We met recently to talk about Pilot 3.0. We are starting to dig into additional analyses that are happening. So, I think that we’ve declared our continued interest, and we will continue to be involved with the organization and the work that Friends is doing moving forward.
I’m convinced that this is a valuable platform where the “frenemies” can come together and can work towards this. So, we’re excited to be part of that. I think that we’re still trying to tie up pieces that didn’t exactly get completely wrapped up with 2.0, before we start thinking about what really is going to be the protocol or the objective of 3.0, but we’re looking forward to them.
I think it’s going to be a deeper view into how we conducted the analysis. Pilot 1.0 was, “Can we even see data?” Not, can we do anything with it, or can we design anything? So, they proved that. Then, fast forward to 2.0, it’s “Well, we can start to define terms, and we can start to come up with common definitions that are suitable across multiple datasets that we can start thinking about.”

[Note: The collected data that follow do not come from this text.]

PR #403, opened 2016-04-06
Allow network to report `NetworkFull` to Clients.

Fraser999:
Affects mainly immutable_data_manager.rs.

This implements a list of "full" PmidNodes at the IDM, so that they can block Put requests if too many close nodes are full.  No tests are in place for this at the moment.  The remaining changes are due to dependency updates and running rustfmt.

---
This change is [Reviewable](https://reviewable.io/reviews/maidsafe/safe_vault/403) &emsp; Multiple assignees:&emsp;@brian-js&nbsp;<a href="/maidsafe/safe_vault/pulls/assigned/brian-js">brian-js</a>,&emsp;@dirvine&nbsp;<a href="/maidsafe/safe_vault/pulls/assigned/dirvine">dirvine</a>,&emsp;@maqi&nbsp;<a href="/maidsafe/safe_vault/pulls/assigned/maqi">maqi</a>

### DIFF
--- a/Cargo.toml
+++ b/Cargo.toml
@@ -11,23 +11,23 @@ version = "0.5.0"
 
 [dependencies]
 chunk_store = "~0.3.0"
-clippy = {version = "~0.0.59", optional = true}
+clippy = {version = "~0.0.61", optional = true}
 config_file_handler = "~0.3.0"
 ctrlc = "~1.1.1"
 docopt = "~0.6.78"
 log = "~0.3.5"
-maidsafe_utilities = "~0.5.0"
+maidsafe_utilities = "~0.5.1"
 routing = "~0.12.0"
-rustc-serialize = "~0.3.18"
-safe_network_common = "~0.0.1"
-sodiumoxide = "~0.0.9"
-time = "~0.1.34"
+rustc-serialize = "~0.3.19"
+safe_network_common = "~0.1.1"
+sodiumoxide = "~0.0.10"
+time = "~0.1.35"
 xor_name = "~0.1.0"
 
 [dev-dependencies]
 kademlia_routing_table = "~0.4.0"
 rand = "~0.3.14"
-safe_core = "~0.13.0"
+safe_core = "~0.13.1"
 
 [features]
 use-mock-routing = []
--- a/src/main.rs
+++ b/src/main.rs
@@ -126,7 +126,7 @@ pub fn main() {
     let underline = unwrap_result!(String::from_utf8(vec!['=' as u8; message.len()]));
     info!("\n\n{}\n{}", message, underline);
 
-    let mut vault = unwrap_result!(Vault::new(None));
+    let mut vault = unwrap_result!(Vault::new());
     unwrap_result!(vault.run());
 }
 
--- a/src/main.rs
+++ b/src/main.rs
@@ -133,5 +133,5 @@ pub fn main() {
 #[cfg(feature = "use-mock-crust")]
 #[allow(missing_docs)]
 pub fn main() {
-  println!("Error: mock crust not supported");
+    println!("Error: mock crust not supported");
 }
--- a/src/personas/immutable_data_manager.rs
+++ b/src/personas/immutable_data_manager.rs
@@ -238,8 +238,6 @@ pub struct ImmutableDataManager {
     // key is chunk_name
     ongoing_gets: TimedBuffer<XorName, MetadataForGetRequest>,
     ongoing_puts: HashSet<(ImmutableData, MessageId)>,
-    // key is PmidNode name; value is whether OK to store on (true) or Full (false)
-    known_pmid_nodes: HashMap<XorName, bool>,
 }
 
 impl ImmutableDataManager {
@@ -248,7 +246,6 @@ impl ImmutableDataManager {
             accounts: HashMap::new(),
             ongoing_gets: TimedBuffer::new(Duration::minutes(5)),
             ongoing_puts: HashSet::new(),
-            known_pmid_nodes: HashMap::new(),
         }
     }
 
@@ -312,6 +309,7 @@ impl ImmutableDataManager {
 
     pub fn handle_put(&mut self,
                       routing_node: &RoutingNode,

For 3.0, I think there’s the, “Then how are we conducting these analyses so that they are similar? Are we doing that the same way? Can we start providing transparency to all of the statistical techniques or the censoring techniques, etc. that we’ve used to help find the population?”
For 4.0, I think it’s, “How did this do compared to what we were expecting, and how did this perform compared to what the results were?” And some of that’s going to be interesting discussion, because just off the bat with the real-world treatment in lung cancer, patients are about 15 years older than they were in the trial. There are some really big differences. And there’s going to be some good discussion on, do we try and match the trial, and is that really what we’re trying to prove?
Maybe 5.0 and 6.0 are, “Okay, so we’ve proven that we can match, we can measure, and we can meet all of these trial endpoints. Should we be thinking about what endpoints actually matter to the patients?”
And I think that that’s a piece that Friends will be really good at helping us bring forward and, with an understanding of all the stuff that we measure and all of the analyses that we perform, are we doing things that actually matter to the patients who are being treated? And I think that will end up being some really interesting conversation.
The organizations are actively working with Friends on additional analyses and publications to advance the goals of Pilot 2.0.
Did we miss anything?
Also, of note, in the advancement of RWE for regulatory decision-making, we recently announced a partnership with McKesson which will combine the Aetion Evidence Platform with data from McKesson’s iKnowMedSM oncology EHR system to power regulatory-grade RWE studies.
The solutions will first be made available to researchers at Brigham and Women’s Hospital who are leading the FDA demonstration project, RCT DUPLICATE, to replicate oncology randomized controlled trials with real-world data.
A wonderful set of questions.
This is good stuff. There aren’t too many other groups other than Friends that I think can pull this off in a neutral, friendly environment. And so, they took on a tough job in organizing all of us, but they’ve done an amazing job. So, it’s been good to work with them. It’ll be good to continue to work with them.
Friends did an amazing job in bringing all of us together and pushing this effort to a set of achievable milestones. Their contributions to this field are immense.